On l’a vu cet hiver : tous les films américains ont été décalés pour laisser le champ libre au film russe T-34 [d’Alexeï Sidorov, qui se déroule pendant la Seconde Guerre mondiale, ndlr] lors des vacances de fin d’année. Les salles n’ont pas eu le choix. Il a été diffusé bien plus largement que Mary Poppins, par exemple, qui est pourtant un divertissement familial, mais qui a été complètement éjecté des circuits.

« Le ministère de la Culture a une approche très consumériste du cinéma. »

LCDR : Pourtant, parallèlement à ce cinéma « patriotique », il existe un cinéma indépendant, représenté par des réalisateurs récompensés et reconnus, comme Andreï Zviaguintsev ou Kirill Serebrennikov. Ce cinéma-là existe aussi. Où est la ligne de démarcation entre ce que l’on peut et ce que l’on ne peut pas faire ? Un film comme Léviathan (d’Andreï Zviaguintsev) est sorti dans les salles russes, il n’est pourtant pas tendre avec les autorités.

A. K. : Zviaguintsev est bardé de prix [il a par exemple reçu celui du scénario pour Léviathan, à Cannes, en 2014, ndlr], et quoi qu’il puisse dire ou filmer, le pouvoir est obligé de le laisser faire. De plus, ses producteurs ne demandent pas de financements publics, ils ont recours à des aides extérieures, ce qui oblige le pouvoir à le tolérer… sans pour autant l’approuver.

LCDR : Le ministre russe de la Culture, Vladimir Medinski, a déclaré que, quand l’État russe finançait un film, il avait le droit d’en dicter le contenu…

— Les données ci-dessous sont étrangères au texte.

PR #884, opened 2017-02-14
Fix IE11 and MS Edge errors

DanReyLop:
Our plugin was completely broken on IE11 and Edge. This is what was happening:

`require()` statements are executed **after** `import` statements, even if they are before in the file. That means that the Polyfill wasn't executed until all the `import`ed JS modules were parsed and executed. This broke IE11 pretty bad. The solution is to include the polyfill using a regular `import`. This will break if there is another React-based plugin in the same page, but for now it's an acceptable tradeoff. It will be fixed when we start using `babel-preset-env` (spiking on it this week).

Also, MS Edge breaks if `fetch()` is called with a request with `body === null`, for some reason. I've changed it to include the `body` property only when there is actually a body.

### DIFF
--- a/client/lib/save-form/index.js
+++ b/client/lib/save-form/index.js
@@ -10,8 +10,10 @@ const saveForm = ( setIsSaving, setSuccess, setFieldsStatus, setError, url, nonc
 		headers: {
 			'X-WP-Nonce': nonce,
 		},
-		body: formData ? JSON.stringify( formData ) : null,
 	};
+	if ( formData ) {
+		request.body = JSON.stringify( formData );
+	}
 
 	return fetch( url, request ).then( ( response ) => {
 		setError( null, null );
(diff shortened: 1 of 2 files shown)


jeffstieler:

A. K. : C’est une approche très consumériste et c’est aussi un abus pur et simple. Que des gens dont les compétences et les diplômes sont une farce absolue se prétendent les représentants du peuple, de la majorité, et osent exiger quoi que ce soit des artistes… (Soupir). À en juger par le nombre de vues de mon film sur YouTube [plus d’un million en un mois, ndlr] et de personnes à l’avoir soutenu financièrement, la réalité est toute autre. Aucune majorité réelle ne soutient ces gens. Ils en ont inventé une pour justifier leur usurpation du pouvoir.

« Aujourd’hui, on ne peut plus bloquer complètement un film. »

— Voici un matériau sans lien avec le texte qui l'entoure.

PR #888, opened 2017-02-18
Change the bundles URLs on each new release to avoid cache issues

### LINKED ISSUE #887: Change the bundles file names on each new release to avoid cache issues
See https://github.com/Automattic/woocommerce-connect-support/pull/32 and https://github.com/Automattic/woocommerce-connect-support/pull/33

It's pretty normal that "static" files such as JS and CSS are given really long cache times, like 1 year. We need to make sure that when a user updates the plugin he is using the latest assets.

The simplest way to do that is to append something like `?version={PLUGIN_VERSION}` to our JS and CSS files when they are appended to the page. Note that WordPress already does something similar (except with the version of WordPress, not the plugin version), so maybe there can be some conflict there.

DanReyLop:
Fixes #887

Turns out, this is an already built-in WP functionality. By default it appends `?ver={WP_VERSION}` to all the JS/CSS, but you can specify a custom string. I've used the plugin version.

To test:
* Open any WCS page (Order screen, Self-help page, etc)
* Check in the Network Inspector that all WCS-related files were requested with `?ver=1.1.1` at the end

### DIFF
--- a/woocommerce-services.php
+++ b/woocommerce-services.php
@@ -341,6 +341,8 @@ if ( ! class_exists( 'WC_Connect_Loader' ) ) {
 		 * @codeCoverageIgnore
 		 */
 		public function init() {
+			add_action( 'admin_init', array( $this, 'admin_enqueue_scripts' ) );
+
 			if ( ! get_option( 'wc_connect_tos_accepted', false ) ) {
 				add_action( 'admin_init', array( $this, 'admin_tos_notice' ) );
 				return;
@@ -425,7 +427,6 @@ if ( ! class_exists( 'WC_Connect_Loader' ) ) {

LCDR : Quel avenir voyez-vous pour le cinéma russe ? Cette tendance au contrôle risque-t-elle de l’étouffer ?

A. K. : Le système actuel n’est pas aussi puissant que celui des années 1970-1980, où « le rideau de fer » permettait d’empêcher un réalisateur de sortir du pays et de montrer son film à l’étranger. Aujourd’hui, on peut diffuser son film sur internet, sur les plates-formes de partage ou sur les réseaux sociaux. Il n’est plus possible de bloquer complètement un film ou un réalisateur.

LCDR : D’ailleurs, votre film a finalement été diffusé sur internet, et vous avez mis en place un système pour récolter les dons des internautes. Est-ce que ce « circuit de distribution alternatif » a fonctionné ?

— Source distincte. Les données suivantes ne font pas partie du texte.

PR #889, opened 2017-02-18
Make our JS bundle and plugin ZIP smaller

### LINKED ISSUE #886: [Spike] Make our JS bundle and plugin ZIP smaller
Currently, our JS bundle alone is 1.5MB (!!!) minified (but uncompressed). That's A LOT for a mediocre computer/browser to handle efficiently. Plus, our plugin ZIP file is much bigger than it should.

Proposed actions (from the top of my head):
* Use some babel transformations (remove PropTypes, babel-preset-env, etc)
* Try to look for lighter libraries (libphonenumber is MASSIVE and we are using it for a simple textfield, I assume full responsibility for that)
* Use Webpack 2 with its nice tree-shaking
* Look for unused CSS (are we actually using dashicons/noticons?)
* Don't commit the source files to the .org repo, only the needed files to run the plugin

DanReyLop:
Fixes #886 

This PR includes all the efforts to make both our JS/CSS assets and the whole plugin ZIP file smaller. I'll track 3 metrics:
* Minified but uncompressed JS bundle. Baseline: **1,537,077 bytes**
* Minified but uncompressed CSS bundle. Baseline: **268,952 bytes**
* Plugin ZIP size. Baseline: **693,860 bytes**

For CSS & JS, even if they will (probably) be `gzipped` when going over the network, the most important metric is the *uncompressed* size because that's the amount of code the browser will have to actually parse & execute.


DanReyLop:
Final numbers:
* Minified but uncompressed JS bundle: **766,520 bytes**
* Minified but uncompressed CSS bundle: **187,927 bytes**
* Plugin ZIP size: **357,325 bytes**

I'd call this a success :)

Over the next few months, `wp-calypso` will replace all its `require` / `module.exports` statements with `import` / `export`, so we will be able to use Webpack2 to its full potential and save another 50KB of JS bundle or so.

Also, on Webpack's roadmap is to implement scope hoisting, which will greatly help projects with a great number of really small modules, such as this one. Now that we are using the latest WebPack version, these improvements will come for free, just by updating the dependency.

This PR is massive, I don't recommend reviewing all of it at once. I've kept my commits short and focused, and in each commit message it's explained the rationale of each change, so reviewing commit by commit is the best way to do it.

webpack.production.config.js
```diff
@@ -12,9 +12,17 @@ config.plugins.push( new webpack.optimize.OccurrenceOrderPlugin( false ) );
 
 config.plugins.push( new webpack.optimize.UglifyJsPlugin( {
 	compress: {
+		screw_ie8: true,
```
jeffstieler: :rofl:

DanReyLop:
Done. `dashicons` aren't used at all, and `noticons` are only used for the `checked` state of checkboxes, absolutely nowhere else. I guess I didn't have any checked checkboxes in my entire UI, I 100% didn't expect it to break in that way :(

A. K. : Tout à fait ! Nous avons récolté autant d’argent que nous en avions dépensé pour faire le film.

Capture du film Léviathan d’Andreï Zviaguintsev, sorti en novembre 2014. Crédit : RollingStones

La mauvaise nouvelle, c’est que le gouvernement est en train de me « voler » un autre film, sur lequel j’avais travaillé avant Prazdnik et dans lequel, d’ailleurs, jouait Frédéric Beigbeder ! Il a été produit grâce à des financements publics, et les producteurs essaient de le modifier, d’en changer le titre, de m’effacer du générique… ils veulent couper tout lien entre l’œuvre et moi. C’était déjà arrivé en 2004 avec Kirill Serebrennikov, qui avait été retiré du générique de Raguine, inspiré de Chambre no 6 d’Anton Tchékhov. C’est leur façon de lutter contre les gens un peu trop dissidents.

LCDR : Vous vous définissez vous-même comme un opposant au pouvoir. Votre film est-il un acte politique ?

A. K. : (Silence) Il l’est devenu. Je n’avais pas prévu de faire de Prazdnik un acte politique, ce sont les autorités qui s’en sont chargées.